‘The Death of Stalin’: Armando Iannucci Explores the Nature of Power Through Black Comedy

TheWrap Oscar magazine: “Veep” creator tells TheWrap about the improvisational nature of the film’s kangaroo court climax

The Death of Stalin
IFC

A version of this story about Armando Iannucci and “The Death of Stalin” first appeared in the Actors/Directors/Screenwriters issue of TheWrap’s Oscar magazine.

Long before Donald Trump became president, Italian-born “Veep” creator Armando Iannucci kept an eye on the news from Italy under the leadership of far-right Prime Minister Silvio Berlusconi, and wanted to do a film about authoritarianism. “These are leaders who claim they are for democracy and rise to power through democracy, but use their power to shut down democracy,” Iannucci said in an interview with TheWrap.

“I saw something troubling rising in politics even before Trump, and I wanted to make a film reminding people that just because you have democracy now doesn’t mean you can’t lose it.”

The result was one of the most darkly funny films of 2018, “The Death of Stalin.” In an accelerated, condensed retelling of true events, Joseph Stalin drops dead in Moscow in 1953, and his cabal of aides — Lavrentiy Beria, Georgy Malenkov, Nikita Khrushchev and Vyacheslav Molotov — engage in a farcical power struggle while planning their former leader’s funeral.

While Iannucci’s script is loaded with sharp one-liners, he allowed the cast to chuck as much of it as they wanted out the window in the climactic scene, in which the sadistic Beria (Simon Russell Beale) is executed in a kangaroo trial by the rest of the Soviet leadership. Set inside a farmhouse with the camera squeezed in between the members of the Soviet brass, the once smug and calculating Beria bellows, sputters and finally pleads for his life as Khrushchev reads out the charges against him, including a charge of “347 counts of rape” that might not be as trumped up as it may seem.

“Normally we rehearse a lot, but with that scene I told the cast, ‘You have two minutes. Just get it done,’” he said. “I didn’t care that they skipped some lines or improvised others in the moment, or that you couldn’t hear some because they’re shouting over each other. It’s a contrast to the opening scene where we see this elegant concert, and now it ends with this chaotic scene in a barn where all these people are acting like animals.”

“The Death of Stalin” follows Beria’s fall from power thanks to the schemes of Khrushchev (Steve Buscemi), who at first seems to be easily outwitted but turns out to be the most dangerous of Stalin’s underlings. Iannucci noted that this is the way politicians have always gravitated to those in power, abandoning them when advantageous to do so.

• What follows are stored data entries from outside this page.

PR #1946, opened 2018-03-14
Ask for a specific account sign-in even if another account is already signed in.

### LINKED ISSUE #1883: Switching accounts doesn't update project selector (in GCS view)
1) Sign in to 2 different accounts
2) open the GCS browser
3) swap between the 2 accounts (in the top right widget)

notice that the project selector stays on the original accont

ivanporty:
Fixes #1883.

In this screenshot, another account is already signed in, but it's not the one assigned to project selector, so it asks to sign in with that specific account to work with this specific project (or select a different one with another account).

gcs-different-account

### DIFF
--- a/google-cloud-tools-plugin/src/com/google/cloud/tools/intellij/project/ProjectSelector.java
+++ b/google-cloud-tools-plugin/src/com/google/cloud/tools/intellij/project/ProjectSelector.java
@@ -234,9 +234,9 @@ public class ProjectSelector extends JPanel {
     Optional<CredentialedUser> loggedInUser =
         loginService.getLoggedInUser(selection.googleUsername());
 
-    if (!loginService.isLoggedIn()) {
+    if (!loggedInUser.isPresent()) {
       accountInfoLabel.setHyperlinkText(
-          GoogleCloudCoreMessageBundle.message("cloud.project.selector.not.signed.in"));
+          GoogleCloudCoreMessageBundle.message("cloud.project.selector.not.signed.in", selection.googleUsername()));
     } else if (loggedInUser.isPresent()) {
       accountInfoLabel.setHyperlinkText(
           String.format(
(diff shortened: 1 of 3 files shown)


etanshaul:
nit (and I could be wrong), but I think it should be "Sign in **to** your blah@blah.com Google account"

google-cloud-tools-plugin/src/com/google/cloud/tools/intellij/project/ProjectSelector.java
```diff
@@ -234,9 +234,10 @@ private void updateCloudProjectSelection(CloudProject selection) {
     Optional<CredentialedUser> loggedInUser =
         loginService.getLoggedInUser(selection.googleUsername());
 
-    if (!loginService.isLoggedIn()) {
+    if (!loggedInUser.isPresent()) {
```
etanshaul: does this still cover the case where the user is not logged in (not just logged in to a different account)?

ivanporty: Yes, this would be the same logic - logged in user will not be present.

etanshaul: right, but in that case, there won't be an email to show in the message right?

ivanporty:
About "Sign in to/with" I followed with what we used before - we say "Sign in with you Google account" when no users at all are signed in, do you think it makes sense to change both of them?

etanshaul:
I think I prefer "to" over "with". But doesn't really matter to me..@parkjam4 any opinion on this?

google-cloud-tools-plugin/src/com/google/cloud/tools/intellij/project/ProjectSelector.java
ivanporty: In case we have a cloud project already saved (i.e. deployment) it does not matter if not users are logged in, we would know which account we need to sign in to get access to that specific project.

etanshaul: aha. so these branch of logic is exclusively for the case where there is a stored cloud project (with a username stored too). sounds good.

parkjam4:
In this case, I think it makes more sense to say sign in with. You are signing in using your Google account, and not signing in to your Google account directly.

etanshaul:
good point! ok disregard my dumb suggestion then :)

“We know that Beria is the one who has their fate in his hands, but the moment that power leaves him, everyone runs away from him as fast as possible, to avoid being associated with him,” the director said. “When Trump was a candidate, there were people who said that he was despicable and there’s no way he can be a leader, and now people are asking him to campaign on their behalf because he has the power. Power easily transforms opinion, and it’s been going on since ancient Rome.”